> _Task statement_
Word for word, return every record.

Supplied data: Begin

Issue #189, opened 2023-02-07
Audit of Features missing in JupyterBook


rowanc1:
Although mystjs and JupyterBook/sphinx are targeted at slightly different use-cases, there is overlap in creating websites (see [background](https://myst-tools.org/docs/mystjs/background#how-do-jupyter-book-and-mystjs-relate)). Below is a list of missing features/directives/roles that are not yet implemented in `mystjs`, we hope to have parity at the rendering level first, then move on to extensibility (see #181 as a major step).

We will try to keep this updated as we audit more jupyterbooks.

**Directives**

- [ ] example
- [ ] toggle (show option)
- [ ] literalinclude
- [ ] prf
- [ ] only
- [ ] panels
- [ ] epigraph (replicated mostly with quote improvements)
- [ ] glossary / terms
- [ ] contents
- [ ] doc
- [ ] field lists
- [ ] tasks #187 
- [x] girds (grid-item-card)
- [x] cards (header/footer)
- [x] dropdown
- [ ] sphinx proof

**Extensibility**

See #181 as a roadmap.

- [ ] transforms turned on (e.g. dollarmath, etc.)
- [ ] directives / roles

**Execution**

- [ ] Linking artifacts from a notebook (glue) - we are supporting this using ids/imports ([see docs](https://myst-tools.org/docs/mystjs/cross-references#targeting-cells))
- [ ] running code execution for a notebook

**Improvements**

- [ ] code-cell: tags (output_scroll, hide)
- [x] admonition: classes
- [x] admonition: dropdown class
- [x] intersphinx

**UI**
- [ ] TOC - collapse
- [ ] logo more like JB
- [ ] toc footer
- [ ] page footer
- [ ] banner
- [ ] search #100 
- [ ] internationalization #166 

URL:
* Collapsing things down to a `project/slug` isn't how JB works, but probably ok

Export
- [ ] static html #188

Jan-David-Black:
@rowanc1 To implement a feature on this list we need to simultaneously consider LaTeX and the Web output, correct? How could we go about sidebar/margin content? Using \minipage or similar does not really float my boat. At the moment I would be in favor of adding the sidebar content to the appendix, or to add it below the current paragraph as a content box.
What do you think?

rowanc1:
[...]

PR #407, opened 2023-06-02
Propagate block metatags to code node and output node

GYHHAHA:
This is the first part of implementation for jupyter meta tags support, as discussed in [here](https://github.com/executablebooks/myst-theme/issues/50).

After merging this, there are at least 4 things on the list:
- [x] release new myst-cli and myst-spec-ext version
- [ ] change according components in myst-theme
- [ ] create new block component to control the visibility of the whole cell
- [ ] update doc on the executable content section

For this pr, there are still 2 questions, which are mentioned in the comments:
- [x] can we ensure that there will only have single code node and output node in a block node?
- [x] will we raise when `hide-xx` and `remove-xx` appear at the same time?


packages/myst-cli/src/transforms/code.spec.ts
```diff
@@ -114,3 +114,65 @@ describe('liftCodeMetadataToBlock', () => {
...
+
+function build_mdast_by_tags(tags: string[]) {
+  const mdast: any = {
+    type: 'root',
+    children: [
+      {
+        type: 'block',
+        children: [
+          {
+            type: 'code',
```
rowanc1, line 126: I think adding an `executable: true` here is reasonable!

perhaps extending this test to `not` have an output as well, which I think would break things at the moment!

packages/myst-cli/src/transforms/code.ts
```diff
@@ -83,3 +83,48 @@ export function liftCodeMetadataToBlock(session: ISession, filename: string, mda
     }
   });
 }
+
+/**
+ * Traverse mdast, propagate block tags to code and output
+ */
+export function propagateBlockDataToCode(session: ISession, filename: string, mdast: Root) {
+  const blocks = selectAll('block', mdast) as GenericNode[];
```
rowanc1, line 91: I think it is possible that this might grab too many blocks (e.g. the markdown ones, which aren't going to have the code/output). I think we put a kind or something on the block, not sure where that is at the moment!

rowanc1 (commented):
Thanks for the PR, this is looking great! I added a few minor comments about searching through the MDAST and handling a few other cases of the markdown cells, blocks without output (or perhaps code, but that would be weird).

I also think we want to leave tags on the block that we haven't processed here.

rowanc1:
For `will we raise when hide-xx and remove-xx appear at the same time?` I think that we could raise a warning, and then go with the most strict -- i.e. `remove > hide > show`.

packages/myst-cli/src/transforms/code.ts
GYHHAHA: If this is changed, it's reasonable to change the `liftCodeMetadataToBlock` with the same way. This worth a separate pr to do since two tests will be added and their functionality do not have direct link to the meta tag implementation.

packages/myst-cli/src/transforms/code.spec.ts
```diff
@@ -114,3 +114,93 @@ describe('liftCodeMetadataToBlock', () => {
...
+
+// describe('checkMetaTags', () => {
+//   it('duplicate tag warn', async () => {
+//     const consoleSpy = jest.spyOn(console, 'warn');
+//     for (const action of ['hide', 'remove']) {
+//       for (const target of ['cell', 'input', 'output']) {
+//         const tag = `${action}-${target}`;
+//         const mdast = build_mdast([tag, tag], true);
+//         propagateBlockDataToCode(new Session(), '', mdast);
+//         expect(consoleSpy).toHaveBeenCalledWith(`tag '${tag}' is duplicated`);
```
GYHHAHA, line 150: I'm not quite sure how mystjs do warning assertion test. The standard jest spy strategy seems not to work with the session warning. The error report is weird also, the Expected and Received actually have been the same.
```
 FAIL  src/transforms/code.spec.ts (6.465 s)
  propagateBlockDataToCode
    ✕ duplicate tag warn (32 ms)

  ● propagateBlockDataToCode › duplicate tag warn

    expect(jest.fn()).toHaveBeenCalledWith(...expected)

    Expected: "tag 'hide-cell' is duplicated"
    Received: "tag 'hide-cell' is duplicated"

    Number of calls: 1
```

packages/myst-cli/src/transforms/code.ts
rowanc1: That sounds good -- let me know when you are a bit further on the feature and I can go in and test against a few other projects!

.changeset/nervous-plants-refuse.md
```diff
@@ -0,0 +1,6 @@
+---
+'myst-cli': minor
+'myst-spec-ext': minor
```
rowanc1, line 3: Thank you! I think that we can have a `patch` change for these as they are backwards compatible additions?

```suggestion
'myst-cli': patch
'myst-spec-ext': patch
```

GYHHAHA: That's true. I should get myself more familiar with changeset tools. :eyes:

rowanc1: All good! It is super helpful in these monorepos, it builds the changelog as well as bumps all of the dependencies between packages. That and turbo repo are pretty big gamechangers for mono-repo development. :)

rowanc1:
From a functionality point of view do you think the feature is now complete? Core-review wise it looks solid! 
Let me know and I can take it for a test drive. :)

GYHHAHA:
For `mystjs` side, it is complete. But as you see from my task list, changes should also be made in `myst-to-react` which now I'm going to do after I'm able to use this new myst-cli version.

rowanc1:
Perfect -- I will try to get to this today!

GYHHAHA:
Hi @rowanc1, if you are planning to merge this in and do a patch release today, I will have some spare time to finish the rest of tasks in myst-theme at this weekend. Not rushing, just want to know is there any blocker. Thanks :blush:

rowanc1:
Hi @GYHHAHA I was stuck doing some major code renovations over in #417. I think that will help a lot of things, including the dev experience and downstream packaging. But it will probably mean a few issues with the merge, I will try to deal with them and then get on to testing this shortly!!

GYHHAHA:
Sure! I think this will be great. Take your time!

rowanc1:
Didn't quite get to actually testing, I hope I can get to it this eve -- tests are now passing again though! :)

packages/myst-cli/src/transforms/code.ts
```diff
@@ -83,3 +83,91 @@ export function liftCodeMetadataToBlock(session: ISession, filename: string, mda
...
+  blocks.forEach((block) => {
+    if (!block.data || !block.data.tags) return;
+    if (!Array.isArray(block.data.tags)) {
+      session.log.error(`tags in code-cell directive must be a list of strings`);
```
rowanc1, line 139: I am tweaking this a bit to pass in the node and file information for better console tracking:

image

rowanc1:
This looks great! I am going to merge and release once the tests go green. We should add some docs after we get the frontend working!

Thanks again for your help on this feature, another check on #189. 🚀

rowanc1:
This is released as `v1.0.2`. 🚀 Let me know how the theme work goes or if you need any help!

Supplied data: End

> _Answer to this task_
Issue #189, opened 2023-02-07
Audit of Features missing in JupyterBook


rowanc1:
Although mystjs and JupyterBook/sphinx are targeted at slightly different use-cases, there is overlap in creating websites (see [background](https://myst-tools.org/docs/mystjs/background#how-do-jupyter-book-and-mystjs-relate)). Below is a list of missing features/directives/roles that are not yet implemented in `mystjs`, we hope to have parity at the rendering level first, then move on to extensibility (see #181 as a major step).

We will try to keep this updated as we audit more jupyterbooks.

**Directives**

- [ ] example
- [ ] toggle (show option)
- [ ] literalinclude
- [ ] prf
- [ ] only
- [ ] panels
- [ ] epigraph (replicated mostly with quote improvements)
- [ ] glossary / terms
- [ ] contents
- [ ] doc
- [ ] field lists
- [ ] tasks #187 
- [x] girds (grid-item-card)
- [x] cards (header/footer)
- [x] dropdown
- [ ] sphinx proof

**Extensibility**

See #181 as a roadmap.

- [ ] transforms turned on (e.g. dollarmath, etc.)
- [ ] directives / roles

**Execution**

- [ ] Linking artifacts from a notebook (glue) - we are supporting this using ids/imports ([see docs](https://myst-tools.org/docs/mystjs/cross-references#targeting-cells))
- [ ] running code execution for a notebook

**Improvements**

- [ ] code-cell: tags (output_scroll, hide)
- [x] admonition: classes
- [x] admonition: dropdown class
- [x] intersphinx

**UI**
- [ ] TOC - collapse
- [ ] logo more like JB
- [ ] toc footer
- [ ] page footer
- [ ] banner
- [ ] search #100 
- [ ] internationalization #166 

URL:
* Collapsing things down to a `project/slug` isn't how JB works, but probably ok

Export
- [ ] static html #188

Jan-David-Black:
@rowanc1 To implement a feature on this list we need to simultaneously consider LaTeX and the Web output, correct? How could we go about sidebar/margin content? Using \minipage or similar does not really float my boat. At the moment I would be in favor of adding the sidebar content to the appendix, or to add it below the current paragraph as a content box.
What do you think?

rowanc1:
[...]

PR #407, opened 2023-06-02
Propagate block metatags to code node and output node

GYHHAHA:
This is the first part of implementation for jupyter meta tags support, as discussed in [here](https://github.com/executablebooks/myst-theme/issues/50).

After merging this, there are at least 4 things on the list:
- [x] release new myst-cli and myst-spec-ext version
- [ ] change according components in myst-theme
- [ ] create new block component to control the visibility of the whole cell
- [ ] update doc on the executable content section

For this pr, there are still 2 questions, which are mentioned in the comments:
- [x] can we ensure that there will only have single code node and output node in a block node?
- [x] will we raise when `hide-xx` and `remove-xx` appear at the same time?


packages/myst-cli/src/transforms/code.spec.ts
```diff
@@ -114,3 +114,65 @@ describe('liftCodeMetadataToBlock', () => {
...
+
+function build_mdast_by_tags(tags: string[]) {
+  const mdast: any = {
+    type: 'root',
+    children: [
+      {
+        type: 'block',
+        children: [
+          {
+            type: 'code',
```
rowanc1, line 126: I think adding an `executable: true` here is reasonable!

perhaps extending this test to `not` have an output as well, which I think would break things at the moment!

packages/myst-cli/src/transforms/code.ts
```diff
@@ -83,3 +83,48 @@ export function liftCodeMetadataToBlock(session: ISession, filename: string, mda
     }
   });
 }
+
+/**
+ * Traverse mdast, propagate block tags to code and output
+ */
+export function propagateBlockDataToCode(session: ISession, filename: string, mdast: Root) {
+  const blocks = selectAll('block', mdast) as GenericNode[];
```
rowanc1, line 91: I think it is possible that this might grab too many blocks (e.g. the markdown ones, which aren't going to have the code/output). I think we put a kind or something on the block, not sure where that is at the moment!

rowanc1 (commented):
Thanks for the PR, this is looking great! I added a few minor comments about searching through the MDAST and handling a few other cases of the markdown cells, blocks without output (or perhaps code, but that would be weird).

I also think we want to leave tags on the block that we haven't processed here.

rowanc1:
For `will we raise when hide-xx and remove-xx appear at the same time?` I think that we could raise a warning, and then go with the most strict -- i.e. `remove > hide > show`.

packages/myst-cli/src/transforms/code.ts
GYHHAHA: If this is changed, it's reasonable to change the `liftCodeMetadataToBlock` with the same way. This worth a separate pr to do since two tests will be added and their functionality do not have direct link to the meta tag implementation.

packages/myst-cli/src/transforms/code.spec.ts
```diff
@@ -114,3 +114,93 @@ describe('liftCodeMetadataToBlock', () => {
...
+
+// describe('checkMetaTags', () => {
+//   it('duplicate tag warn', async () => {
+//     const consoleSpy = jest.spyOn(console, 'warn');
+//     for (const action of ['hide', 'remove']) {
+//       for (const target of ['cell', 'input', 'output']) {
+//         const tag = `${action}-${target}`;
+//         const mdast = build_mdast([tag, tag], true);
+//         propagateBlockDataToCode(new Session(), '', mdast);
+//         expect(consoleSpy).toHaveBeenCalledWith(`tag '${tag}' is duplicated`);
```
GYHHAHA, line 150: I'm not quite sure how mystjs do warning assertion test. The standard jest spy strategy seems not to work with the session warning. The error report is weird also, the Expected and Received actually have been the same.
```
 FAIL  src/transforms/code.spec.ts (6.465 s)
  propagateBlockDataToCode
    ✕ duplicate tag warn (32 ms)

  ● propagateBlockDataToCode › duplicate tag warn

    expect(jest.fn()).toHaveBeenCalledWith(...expected)

    Expected: "tag 'hide-cell' is duplicated"
    Received: "tag 'hide-cell' is duplicated"

    Number of calls: 1
```

packages/myst-cli/src/transforms/code.ts
rowanc1: That sounds good -- let me know when you are a bit further on the feature and I can go in and test against a few other projects!

.changeset/nervous-plants-refuse.md
```diff
@@ -0,0 +1,6 @@
+---
+'myst-cli': minor
+'myst-spec-ext': minor
```
rowanc1, line 3: Thank you! I think that we can have a `patch` change for these as they are backwards compatible additions?

```suggestion
'myst-cli': patch
'myst-spec-ext': patch
```

GYHHAHA: That's true. I should get myself more familiar with changeset tools. :eyes:

rowanc1: All good! It is super helpful in these monorepos, it builds the changelog as well as bumps all of the dependencies between packages. That and turbo repo are pretty big gamechangers for mono-repo development. :)

rowanc1:
From a functionality point of view do you think the feature is now complete? Core-review wise it looks solid! 
Let me know and I can take it for a test drive. :)

GYHHAHA:
For `mystjs` side, it is complete. But as you see from my task list, changes should also be made in `myst-to-react` which now I'm going to do after I'm able to use this new myst-cli version.

rowanc1:
Perfect -- I will try to get to this today!

GYHHAHA:
Hi @rowanc1, if you are planning to merge this in and do a patch release today, I will have some spare time to finish the rest of tasks in myst-theme at this weekend. Not rushing, just want to know is there any blocker. Thanks :blush:

rowanc1:
Hi @GYHHAHA I was stuck doing some major code renovations over in #417. I think that will help a lot of things, including the dev experience and downstream packaging. But it will probably mean a few issues with the merge, I will try to deal with them and then get on to testing this shortly!!

GYHHAHA:
Sure! I think this will be great. Take your time!

rowanc1:
Didn't quite get to actually testing, I hope I can get to it this eve -- tests are now passing again though! :)

packages/myst-cli/src/transforms/code.ts
```diff
@@ -83,3 +83,91 @@ export function liftCodeMetadataToBlock(session: ISession, filename: string, mda
...
+  blocks.forEach((block) => {
+    if (!block.data || !block.data.tags) return;
+    if (!Array.isArray(block.data.tags)) {
+      session.log.error(`tags in code-cell directive must be a list of strings`);
```
rowanc1, line 139: I am tweaking this a bit to pass in the node and file information for better console tracking:

image

rowanc1:
This looks great! I am going to merge and release once the tests go green. We should add some docs after we get the frontend working!

Thanks again for your help on this feature, another check on #189. 🚀

rowanc1:
This is released as `v1.0.2`. 🚀 Let me know how the theme work goes or if you need any help!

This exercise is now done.